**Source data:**
PR #1449, opened 2015-03-21
fixes #1448, CTRL+C and CTRL+A works now

kushagrasurana:
Dont know why QShortcut is not working.

Issue #1019, opened 2015-01-17
List of keyboard shortcuts to implement


agilob:
- [ ] Screenshot  #1678 // CTRL + ALT + S
- [ ] ~~Copy my ID (only in Identity tab)~~
- [ ] Start/End audio/video call
- [ ] Create group chat // CTRL + N
- [ ] Find in chat  // CTRL + F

**PROBLEM DETAILS:** The records above must be transcribed in full, word for word.

**YOUR SOLUTION:**
PR #1449, opened 2015-03-21
fixes #1448, CTRL+C and CTRL+A works now

kushagrasurana:
Dont know why QShortcut is not working.

Issue #1019, opened 2015-01-17
List of keyboard shortcuts to implement


agilob:
- [ ] Screenshot  #1678 // CTRL + ALT + S
- [ ] ~~Copy my ID (only in Identity tab)~~
- [ ] Start/End audio/video call
- [ ] Create group chat // CTRL + N
- [ ] Find in chat  // CTRL + F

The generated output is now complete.